Identify Queued Jobs
When the cluster’s resources are fully utilized, any newly submitted jobs will be queued until capacity becomes available. Your Python client code will display messages like this:
INFO: Poll ingress status: Waiting for job running, current job status: Queueing, msg: job queueing, waiting for lock grant. Cluster status: 3 execute job(s) queued before current job, systems in use: 1
INFO: Poll ingress status: Waiting for job running, current job status: Queueing, msg: job queueing, waiting for lock grant. Cluster status: 2 execute job(s) queued before current job, systems in use: 1
You can obtain a full list of running and queued jobs on the cluster with the csctl tool:
csctl get jobs
NAME AGE DURATION PHASE SYSTEMS USER LABELS DASHBOARD
wsjob-000000000001 18h 20s RUNNING systemCS2_1, systemCS2_2 user2 model=gpt3-tiny https://grafana.cerebras.local/d/WebHNShVz/wsjob-dashboard?orgId=1&var-wsjob=wsjob-000000000001
wsjob-000000000002 1h 6m25s QUEUED user2 model=neox,team=ml https://grafana.cerebras.local/d/WebHNShVz/wsjob-dashboard?orgId=1&var-wsjob=wsjob-000000000002
wsjob-000000000003 10m 2m01s QUEUED user1 model=gpt3-tiny https://grafana.cerebras.local/d/WebHNShVz/wsjob-dashboard?orgId=1&var-wsjob=wsjob-000000000003
Detect OOM Failures
When a job fails due to an out of memory (OOM) error, your client logs will contain messages like:
reason: "OOMKilled"
message: "Pod: job-operator.wsjob-kqsejfzmjxefkf9vyruztv-coordinator-0 exited with code 137 The pod was killed due to an out of memory (OOM) condition where the current memory limit is 32Gi."

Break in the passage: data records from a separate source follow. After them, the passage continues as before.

PR #452, opened 2026-04-29
Add configurable probe timeouts to Galera CR

zzzeek:
use lib-common ProbeConf as a starting base for Probe values, then apply values from the Galera.Spec into each ProbeConf. then create Probe objects from that.

The lib-common CreateProbeSet function is hardcoded to HTTP probes, so we can't use the new features fully, so here we vendor our own createProbeFromConf function.  we also create the ProbeConf with user-merged values up front so we have a mergeProbeConf function
that resembles lib-common.probe.merge().   lib-common's library could
have some more public API features added to address these cases.

patch also includes validating webhooks w/ unit tests as well as a chainsaw test modeled after the qos test suite.

References: [OSPRH-29441](https://redhat.atlassian.net/browse/OSPRH-29441)


config/crd/bases/mariadb.openstack.org_galeras.yaml
```diff
@@ -150,6 +196,29 @@ spec:
...
+                properties:
+                  failureThreshold:
+                    format: int32
+                    minimum: 1
+                    type: integer
+                  initialDelaySeconds:
+                    format: int32
+                    minimum: 0
+                    type: integer
+                  path:
```
dciabrin: IIUC those new fields are the copy of what's in libcommon right now, because the exposed API doesn't fit us due to the ExecAction that we need.
Then if we duplicate, do we really need to keep the `path` field?

dciabrin (commented):
Thanks Mike.

So right now we're not in immediate need of this improvement, so I'm wondering if we should push for a more generic interface in libcommon first, like it is done in https://pkg.go.dev/k8s.io/api/core/v1#ProbeHandler

This way we'd have a single review to push in mariadb-operator instead of this one plus an improved one once we agree on the libcommon update.

@fmount any opinion?

fmount:
> Thanks Mike.
> 
> So right now we're not in immediate need of this improvement, so I'm wondering if we should push for a more generic interface in libcommon first, like it is done in https://pkg.go.dev/k8s.io/api/core/v1#ProbeHandler
> 
> This way we'd have a single review to push in mariadb-operator instead of this one plus an improved one once we agree on the libcommon update.
> 
> @fmount any opinion?

Hi @dciabrin @zzzeek, 
I agree that if this is not something we need to backport to a previous FR we could propose an enhancement to `lib-common` (e.g. we can export the functions we need here and add any missing piece), bump the dependency and then finalize this patch. I think extending a common interface to support multiple use cases would be the best option.

config/crd/bases/mariadb.openstack.org_galeras.yaml
zzzeek: OK just to confirm, the suggestion at the top of the PR is to enhance lib-common ProbeConf to include ExecAction as well, so we'd have even "*more* fields here (which we dont technically need since our execaction is fixed)?

or are we looking to make a new structure like ProbeTimingConf that can be used in CRs to only expose timeouts?

fmount: @zzzeek I would try to add the missing field because there's no distinction between `ProbeTimingConf` and `ProbeHandlerConf` in the lib-common struct. We could do this distinction but it should be transparent to the operators that already adopted this interface to override probes.
It's true that you would get even more params here, but it's hard to find a set of fields that are valid across the operators due to the different needs.

fmount: As far as I understand the gap is narrow; `lib-common` just needs two things to cover this use case:

- Export `merge`, which seems a trivial change
- Add support for `Exec` probe handlers (either a `SetExecProbeConf` function, or a `ProbeHandlerType` parameter on the existing functions is good).

If you like to have a `ProbeHandlerType` is good too, and should work transparently for other operators as well.

zzzeek: OK that's fine, I just want to show you what me and the robot came up with, which would change the API but the idea is that the "timing" part would be something downstream operators can put into their CRs the way this PR is doing with ProbeConf, that would not expose the path/execcommand part that is typically going to be hardcoded

```
// NEW in lib-common
type ProbeTiming struct {
    // +kubebuilder:validation:Minimum=0
    InitialDelaySeconds int32 `json:"initialDelaySeconds,omitempty"`
    // +kubebuilder:validation:Minimum=1
    TimeoutSeconds      int32 `json:"timeoutSeconds,omitempty"`
    // +kubebuilder:validation:Minimum=1
    PeriodSeconds       int32 `json:"periodSeconds,omitempty"`
    // +kubebuilder:validation:Minimum=1
    FailureThreshold    int32 `json:"failureThreshold,omitempty"`
}

// MODIFIED ProbeConf
type ProbeConf struct {
    ProbeTiming `json:",inline"`  // Embeds all timing fields at same level
    // +kubebuilder:validation:Pattern=`^(/.*)?$`
    Path        string   `json:"path,omitempty"`
    Command     []string `json:"command,omitempty"`
}
```

but this is kind of just cosmetic stuff.   I think though that exposing "path" and "command" in CRs is mostly not very useful though IIUC since that part is going to be application-hardcoded

fmount: In general in the operators we have a set of default probes, and the proposal of the lib-common module is to provide an interface to override the behavior. We're not going to expose `ProbeTiming` as part of the Spec
(see [1] and [2] to get more context). Probes wasn't something we wanted to expose as part of the Spec, but a potential override to help us dealing w/ customer cases better, so we exposed only the parameters we need deal with.

> but this is kind of just cosmetic stuff. I think though that exposing "path" and "command" in CRs is mostly not very useful though IIUC since that part is going to be application-hardcoded

It depends, we have places where we don't care, other parts where it makes sense, so I think the deal is that if an operator doesn't need it, it can simply be ignored (not set).
The change you're proposing seems fine and reusable, though I think we need a small follow up in lib-common to extend the internals (and tests), but we can discuss this on that patch. 


[1] https://github.com/openstack-k8s-operators/cinder-operator/blob/main/docs/probes.md
[2] https://github.com/openstack-k8s-operators/cinder-operator/blob/main/internal/cinder/funcs.go#L93

zzzeek: OK so add "Command" to ProbeConf and... that's all we want then, it looks like Cinder is also exposing ProbeConf in its CR and has "path" there, even though it's ignored later.    


@dciabrin should we mimic the "override" pattern that Cinder uses?   like this

```
// In galera_types.go
type GaleraSpecCore struct {
    // ... existing fields
    Resources corev1.ResourceRequirements `json:"resources,omitempty"`
    
    // +kubebuilder:validation:Optional
    // Override, provides the ability to override the generated manifest
    Override GaleraOverrideSpec `json:"override,omitempty"`
}

type GaleraOverrideSpec struct {
    // Override probes and other common fields in the StatefulSet
    Probes probes.OverrideSpec `json:"probes,omitempty"`
}
```

this would present the fields in the CR underneath "overrides".   we dont seem to have any fields like that now

dciabrin: It looks like Cinder and Glance are already going that path, I'm good with doing the same (maybe eventually we should move `CustomServiceConfig` there as well...).

fmount: manila adopted the same interface/pattern for probes as well [1].

[1] https://github.com/openstack-k8s-operators/manila-operator/blob/main/api/v1beta1/manilaapi_types.go#L68

zzzeek: > As far as I understand the gap is narrow; `lib-common` just needs two things to cover this use case:
> 
>     * Export `merge`, which seems a trivial change
> 
>     * Add support for `Exec` probe handlers (either a `SetExecProbeConf` function, or a `ProbeHandlerType` parameter on the existing functions is good).
> 
> 
> If you like to have a `ProbeHandlerType` is good too, and should work transparently for other operators as well.

So yes, I do want to do ProbeHandlerType, and I want to leave SetProbeConf, more or less.

My only thing is if we are having SetProbeConf (or whatever it's called) look at the ProbeConf.ProbeType to determine what fields we care about, do we want to have *all* the fields on ProbeConf so that it can switch on type?  I'm talking specifically about "port" and "scheme" right now which appear to be sent separately to SetProbeConf.

The most simple change that I can just start with is:

1. create ProbeHandlerType, which has ProbeHandlerHTTP, ProbeHandlerExec members
2. add ProbeConf->Type which is a ProbeHandlerType (and defaults to HTTP if the value is "" since that's what's currently out there)
3. add ProbeConf->Command (String [])
4. change SetProbeConf internally to look at this type, and if it's Exec it will **ignore** the "port" and "scheme" parameters, if it's HTTP will make use of these params (similar for ValidateProbeConf)

this has no backwards-incompatibility and keeps the whole HTTP version of things working exactly the same.

The additional optional step is to add port/scheme to ProbeConf and deprecate their use on SetProbeConf

fmount: +1 to extend the struct: given that we `inline` the existing fields we don't have to rebuild the CRD. This way we can go through steps 1-3 without big problems or without requiring any change to the existing operators.
Regarding step 4, changing the internal logic would be one thing, and we could keep the signature unchanged.
However, if we want to make the signature better, for example:

```golang
 func SetProbeConfV2(config ProbeConf) (*v1.Probe, error) {
      probe := &v1.Probe{
          InitialDelaySeconds: config.InitialDelaySeconds,
          TimeoutSeconds:      config.TimeoutSeconds,
          PeriodSeconds:       config.PeriodSeconds,
          FailureThreshold:    config.FailureThreshold,
      }

      switch config.Type {
      case ProbeHandlerExec:
      ....
      ....
```
we could keep `SetProbeConf` as it is, and introduce a `SetProbeConfV2` like the above. `mariadb-operator` can start using it, and after we bump `lib-common` across the board we can push an update to the operators.
It's just an option/strategy, but I assume we can start a lib-common patch and we can discuss all the details there.
(FYI @stuggi)

zzzeek: proposed in https://github.com/openstack-k8s-operators/lib-common/pull/696

dciabrin:
chainsaw CI test fixes just landed, so since the lib-common part has lnaded, I think we can move forward with this one now.

zzzeek:
need to update go.mod appropriately

api/go.sum
```diff
@@ -133,6 +131,8 @@ github.com/x448/float16 v0.8.4 h1:qLwI1I70+NjRFUR3zs1JPUCgaCXSh3SW62uAKT1mSBM=
 github.com/x448/float16 v0.8.4/go.mod h1:14CWIYCyZA/cWjXOioeEpHeN/83MdbZDRQHoFcYsOfg=
 github.com/yuin/goldmark v1.1.27/go.mod h1:3hX8gzYuyVAZsxl0MRgGTJEmQBFcNTphYh9decYSb74=
 github.com/yuin/goldmark v1.2.1/go.mod h1:3hX8gzYuyVAZsxl0MRgGTJEmQBFcNTphYh9decYSb74=
+github.com/zzzeek/lib-common/modules/common v0.0.0-20260519194359-f7a36c578816 h1:aYBfRbS/nPXy6+KnRTnaEnxpVhid/G0pe9qOwAVjEvY=
```
zzzeek: hrm, i thought i updated this....moment

zzzeek:
let's try a rebase to get those recent chainsaw fixes

dciabrin:
https://github.com/openstack-k8s-operators/mariadb-operator/pull/474 aiming at improving the stability of chainsaw tests landed.

dciabrin (commented):
LGTM

dciabrin:
@zzzeek can you rebase the PR so it picks up the change for chainsaw?

zzzeek:
/retest

that one was the pool

dciabrin (approved):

You can also view OOM events in the wsjob dashboard.
Fig. 15 OOM software error in the wsjob dashboard
Identifying Resource Capacity Failures
Jobs requesting resources beyond the cluster’s capacity will fail immediately with scheduling errors like:
reason=SchedulingFailed object=wsjob-cd2ghxfqh7ksoev79rxpvs message='cluster lacks requested capacity: requested 1 node[role:management]{cpu:32, mem:200Gi} but 1 exists with insufficient capacity {cpu:64, mem:128Gi}
Troubleshooting OOM Errors
If your job fails with an OOM error, particularly in the coordinator component, you can increase the memory allocation in the runconfig
section of your yaml configuration file:
runconfig:
compile_crd_memory_gi: 100
execute_crd_memory_gi: 120
wrk_memory_gi: 120
For diagnostic purposes, you can temporarily remove memory limits by setting the value to -1 and observe the maximum memory usage in Grafana:
runconfig:
compile_crd_memory_gi: -1
Use unlimited memory settings with caution, as this can impact other users’ jobs running on the same node. A job without limits can potentially consume all available system memory.